# Assembly Table Joint Strength



## Leadbelly (12 mo ago)

Good Day All!

I designed an assembly table for my shop and have a few questions about a couple joints I'm using. For background, this is a hobby for me - not industrial/commercial. Basically, this assembly table is going in the garage and is expected to get light use (6-7 projects, like tables and other furniture, per year).

The 4×4 frame is probably just going to be kiln dried douglas fir #2 from Home Depot since it's getting painted gray.

The upper joint is a castle joint. Is this strong enough for intended purpose?

The lower joint is a mortise and tenon with 4 dowels to pin both connections. I sort of just made this one up. Is this strong enough? My thoughts were the long span gets a through-put mortise joint for support, and the small span is simply for frame rigidity and racking forces.

Thoughts?

Cheers,
Ryan


----------



## brtech (May 26, 2010)

Of course a purist would use a sliding dovetail, and a hacker would use pocket screws. I personally think the castle joint is a very nice touch, but I'd probably make both of them pinned tenons with a single large pin. Of course if you wanted to be able to disassemble it, you could use a wedged tenon.

Some other ideas I've lifted from other plans: electrical outlet strips built in, a butcher paper roll holder, a caddy in the back to hold an air compressor (possibly with sound insulation)

But mostly what are you doing on the top? These days, I'm recommending the Microjig MatchFit, but the Festool MFT hole pattern is also nice. There are folks who have added the holes to a MatchFit system so they could use both styles of hold downs. If you do add holes, there needs to be room underneath the top for the clamps.


----------



## Leadbelly (12 mo ago)

> Of course a purist would use a sliding dovetail, and a hacker would use pocket screws. I personally think the castle joint is a very nice touch, but I d probably make both of them pinned tenons with a single large pin. Of course if you wanted to be able to disassemble it, you could use a wedged tenon.
> 
> Some other ideas I ve lifted from other plans: electrical outlet strips built in, a butcher paper roll holder, a caddy in the back to hold an air compressor (possibly with sound insulation)
> 
> ...


Thanks for the quick reply - much appreciated!

As for the 3-axis pinned tenon joint - is the image below what you're thinking? Or how do you do this for the lower joint where the vertical post runs through adjacent lateral members?










Definitely appreciate the other feedback on functionality additions. This will also likely serve as an outfeed table for a while as well. On the backside of the cabinet I have a horizontal clamp rack and more peg board for hand tools. I'll likely incorporate the power strip in this area.

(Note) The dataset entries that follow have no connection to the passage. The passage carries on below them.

PR #204, opened 2023-08-17
:seedling: Limit template rendering to only vAppConfig and Sysprep transport

### LINKED ISSUE #146: Only perform template substitutions for bootstrap type vAppConfig

VM operator can accept Golang template strings in bootstrap user-data and perform any substitutions before passing it down to the guest.  However, as of today, the only bootstrap method that supports templating is `vAppConfig`.  This should be enforced in code.

This can cause issues in situations where users want to send cloud-config user-data to the guest using the `CloudInit` boostrap type.  If the user-data contains any template markers (e.g., `{{`), the current code will try to evaluate that -- which can result in inconsistent and unwarranted behavior.  

Often times, guests use Jinja templating in cloud-config user-data where we want markers to be replaced by the instance metadata file in guest during cloud-init.
For example, the following snippet from the[ cloud-init docs](https://cloudinit.readthedocs.io/en/22.4.1/topics/instancedata.html) demonstrates using Jinja templating to replace the hostname of the EC2 instance type:
```
## template: jinja
#cloud-config
runcmd:
    - echo 'EC2 public hostname allocated to instance: {{
      ds.meta_data.public_hostname }}' > /tmp/instance_metadata
    - echo 'EC2 availability zone: {{ v1.availability_zone }}' >>
      /tmp/instance_metadata
    - curl -X POST -d '{"hostname": "{{ds.meta_data.public_hostname }}",
      "availability-zone": "{{ v1.availability_zone }}"}'
      https://example.com
```

With this bug, VM operator will try to evaluate the `{{ ds.meta_data.public_hostname }}` and emit an error.  This will cause confusion for users.

For any other bootstrap type except `vAppConfig`, templating in bootstrap data should not be performed.
More specifically, the following code should be modified to only perform template substitutions when the bootstrap type is `vAppConfig`:
https://github.com/vmware-tanzu/vm-operator/blob/4c4f22a0bcb0ce67aa91cbfc9b4dd5360b8cdb11/pkg/vmprovider/providers/vsphere/session/session_vm_customization.go#L256

N/A

This issue has existed as far as I can go back in the history of VM operator.

zyiyi11:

The top of the table is melamine to help with cleaning glue, etc. I don't need a completely flat surface, so no need for torsion box or anything crazy. I'm thinking of potential surface systems down the road like the ones you mentioned (dog holes or T-Track types), but frankly, not sure I'll use it enough to justify the upgrade. Going to use it for a year or two, and make a decision at that point.

Best,
Ryan


----------



## Leadbelly (12 mo ago)

Or maybe like this with a single pin on the front face (rear of the photo)


----------



## therealSteveN (Oct 29, 2016)

Obviously your table, your choices. That said I think you are looking to do a lot more work than required for the work expected from an assembly table, unless you plan to do Monster trucks. A lap joint with a screw shot through it, or even a butt joint with a screw is how 99% of your brethren would approach that task. Or some combination of Pocket screws. If you want to do it, just for fun, and practice by all means. But it likely will never fail, even doing it with what most would consider weaker joinery.


----------



## Leadbelly (12 mo ago)

Thanks for the input SteveN! Totally understand this is overkill, but doing it for two reasons:

1. I want to work on my woodworking joinery skills as a hobbyist.
2. Aesthetics matter to me. I'm energized and motivated when my shop actually looks good. Seeing better joinery and craftsmanship makes me want to up my game on projects I'm working on. I don't look at woodworking as fast-paced production mode, and this is one way to make that readily apparent within my woodshop.

Using advice above with the sliding dovetail joint, I think this might be a cleaner approach:


----------



## brtech (May 26, 2010)

> Or maybe like this with a single pin on the front face (rear of the photo)
> 
> 
> 
> ...


That's what I would use, yes. The sliding dovetail is better, but for an assembly table, I wouldn't bother. YMMV


----------



## Leadbelly (12 mo ago)

Thanks again!

Any other ideas on improving the overall design? The cubbies will house a series of Harbor Freight Portable Storage cases (hardware bins). Back side will have a clamp rack and additional peg board:










Cheers,
Ryan


----------



## Unknowncraftsman (Jun 23, 2013)

I have a idea.
Make each corner a different joint that should really make it complicated.
Unless your too scared Bak Bak 
Good Luck


----------



## pottz (Sep 15, 2015)

yeah it's an assembly table dont over think it.but if you wanna go their,hey do it. here's my table i made a few years back.plus some add ons.no fancy joinery,i saved that for real projects.



just some ideas to ponder.


----------



## Lazyman (Aug 8, 2014)

I am not so sure that your dovetail joint would be all that strong over the long term. On the bottom stretcher, another option to consider is simply blind M&Ts using drawbores to pull them tight. Bevel the ends of the tenons (or notch one of them) where they would hit each other. I just built a base for my work bench using drawbores to pull the blind M&T joints tight and it creates an amazingly tight joint that doesn't require any glue, though you can glue it if you want.


----------



## Leadbelly (12 mo ago)

> I am not so sure that your dovetail joint would be all that strong over the long term. On the bottom stretcher, another option to consider is simply blind M&Ts using drawbores to pull them tight. Bevel the ends of the tenons (or notch one of them) where they would hit each other. I just built a base for my work bench using drawbores to pull the blind M&T joints tight and it creates an amazingly tight joint that doesn t require any glue, though you can glue it if you want.
> 
> - Lazyman


Great advice all - I'm simplifying the joint and that way they all match. The drawbore technique is especially useful - definitely doing that. The simplified joint also allows me to install levelers and casters a little easier (not in conflict with the lower joint).

I'll try posting pics of the build process once I start. Wish me luck!


----------